### TASK DESCRIPTION
Begin at the line containing "PR #920, opened 2021-12-01" in the data below and go on through the line containing "with multiple options", repeating each line exactly; include both ends and no other line.

### INFORMATION SHOWN
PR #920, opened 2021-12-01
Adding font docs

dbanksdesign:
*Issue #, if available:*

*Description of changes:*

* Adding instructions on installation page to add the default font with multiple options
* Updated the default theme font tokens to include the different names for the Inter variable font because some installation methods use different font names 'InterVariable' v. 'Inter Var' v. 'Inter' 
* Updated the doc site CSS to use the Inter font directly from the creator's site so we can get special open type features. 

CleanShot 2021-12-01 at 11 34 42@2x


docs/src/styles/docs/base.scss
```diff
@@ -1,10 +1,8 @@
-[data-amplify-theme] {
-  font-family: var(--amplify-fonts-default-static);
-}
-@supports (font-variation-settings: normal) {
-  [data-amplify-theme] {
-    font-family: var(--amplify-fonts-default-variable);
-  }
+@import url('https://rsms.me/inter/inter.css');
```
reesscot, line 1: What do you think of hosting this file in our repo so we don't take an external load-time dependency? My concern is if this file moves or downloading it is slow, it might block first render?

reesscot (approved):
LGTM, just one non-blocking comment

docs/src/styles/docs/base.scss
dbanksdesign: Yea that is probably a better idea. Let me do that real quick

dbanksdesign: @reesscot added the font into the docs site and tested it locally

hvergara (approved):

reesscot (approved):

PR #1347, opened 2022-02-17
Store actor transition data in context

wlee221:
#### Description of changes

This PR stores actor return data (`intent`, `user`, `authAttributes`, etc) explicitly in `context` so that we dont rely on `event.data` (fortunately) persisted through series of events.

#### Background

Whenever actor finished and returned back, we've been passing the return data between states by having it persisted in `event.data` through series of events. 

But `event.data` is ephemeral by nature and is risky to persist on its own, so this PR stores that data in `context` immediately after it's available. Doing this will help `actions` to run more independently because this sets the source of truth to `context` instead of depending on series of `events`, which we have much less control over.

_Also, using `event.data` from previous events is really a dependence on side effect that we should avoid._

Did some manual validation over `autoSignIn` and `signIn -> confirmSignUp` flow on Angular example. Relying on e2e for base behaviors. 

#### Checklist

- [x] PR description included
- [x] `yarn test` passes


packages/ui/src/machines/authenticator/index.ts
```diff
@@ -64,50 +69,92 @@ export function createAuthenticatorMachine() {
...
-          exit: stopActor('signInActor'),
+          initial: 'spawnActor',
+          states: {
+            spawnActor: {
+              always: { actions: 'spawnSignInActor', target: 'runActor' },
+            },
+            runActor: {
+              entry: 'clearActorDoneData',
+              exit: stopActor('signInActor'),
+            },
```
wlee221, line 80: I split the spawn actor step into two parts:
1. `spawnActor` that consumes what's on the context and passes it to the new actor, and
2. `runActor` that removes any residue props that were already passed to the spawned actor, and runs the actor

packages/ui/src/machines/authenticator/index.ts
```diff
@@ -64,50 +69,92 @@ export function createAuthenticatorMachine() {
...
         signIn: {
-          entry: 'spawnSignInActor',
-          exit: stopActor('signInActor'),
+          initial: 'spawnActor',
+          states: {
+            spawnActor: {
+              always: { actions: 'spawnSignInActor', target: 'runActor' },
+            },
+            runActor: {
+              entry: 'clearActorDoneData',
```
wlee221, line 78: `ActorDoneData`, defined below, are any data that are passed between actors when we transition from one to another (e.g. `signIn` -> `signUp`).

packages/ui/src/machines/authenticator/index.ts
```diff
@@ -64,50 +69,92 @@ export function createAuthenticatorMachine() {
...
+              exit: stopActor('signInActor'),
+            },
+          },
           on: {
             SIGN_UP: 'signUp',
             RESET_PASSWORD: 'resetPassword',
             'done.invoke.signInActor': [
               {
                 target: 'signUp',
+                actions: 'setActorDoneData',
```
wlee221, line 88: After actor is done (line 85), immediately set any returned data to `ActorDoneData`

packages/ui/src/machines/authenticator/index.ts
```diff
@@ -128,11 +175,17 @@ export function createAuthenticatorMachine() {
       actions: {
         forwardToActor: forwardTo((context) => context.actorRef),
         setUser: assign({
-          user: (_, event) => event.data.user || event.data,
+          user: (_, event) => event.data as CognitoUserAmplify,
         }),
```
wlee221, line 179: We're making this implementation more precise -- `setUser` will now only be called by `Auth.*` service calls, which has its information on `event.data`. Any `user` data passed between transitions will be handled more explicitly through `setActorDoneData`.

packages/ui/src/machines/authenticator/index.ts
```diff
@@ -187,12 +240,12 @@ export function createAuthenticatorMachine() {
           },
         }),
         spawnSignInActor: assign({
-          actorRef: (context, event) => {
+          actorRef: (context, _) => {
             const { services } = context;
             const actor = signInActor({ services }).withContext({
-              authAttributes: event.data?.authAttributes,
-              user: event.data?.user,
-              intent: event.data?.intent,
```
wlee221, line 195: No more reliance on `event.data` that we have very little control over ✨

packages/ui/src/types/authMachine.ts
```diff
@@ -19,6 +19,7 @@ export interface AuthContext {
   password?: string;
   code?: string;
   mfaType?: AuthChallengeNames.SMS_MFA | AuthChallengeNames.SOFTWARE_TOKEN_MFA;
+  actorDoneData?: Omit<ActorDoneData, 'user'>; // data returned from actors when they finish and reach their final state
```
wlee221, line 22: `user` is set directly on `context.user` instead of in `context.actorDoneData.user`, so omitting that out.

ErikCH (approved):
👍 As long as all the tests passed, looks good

...

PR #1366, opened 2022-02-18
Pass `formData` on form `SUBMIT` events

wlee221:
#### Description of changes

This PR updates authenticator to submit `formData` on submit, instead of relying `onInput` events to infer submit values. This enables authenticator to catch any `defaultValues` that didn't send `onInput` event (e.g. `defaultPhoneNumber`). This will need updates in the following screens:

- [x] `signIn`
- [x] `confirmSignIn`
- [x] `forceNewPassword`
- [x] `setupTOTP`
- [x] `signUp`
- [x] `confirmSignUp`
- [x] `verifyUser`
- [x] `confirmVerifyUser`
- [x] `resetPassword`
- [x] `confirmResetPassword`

### OUTPUT OF THE TASK
PR #920, opened 2021-12-01
Adding font docs

dbanksdesign:
*Issue #, if available:*

*Description of changes:*

* Adding instructions on installation page to add the default font with multiple options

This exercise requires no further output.